PR #417, opened 2021-03-31
Give every user's AP/IB equivalent course a negative unique ID

SamChou19815:
### Summary 

The requirement graph is implemented as a hashtable with requirement name and unique ID used as key for both sides. It really doesn't like two courses to have the same unique ID.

___

• **YOUR OBJECTIVE**: Please report how many lines of the entries above include "unique". Only the number is wanted.

• **TASK SOLUTION**: 2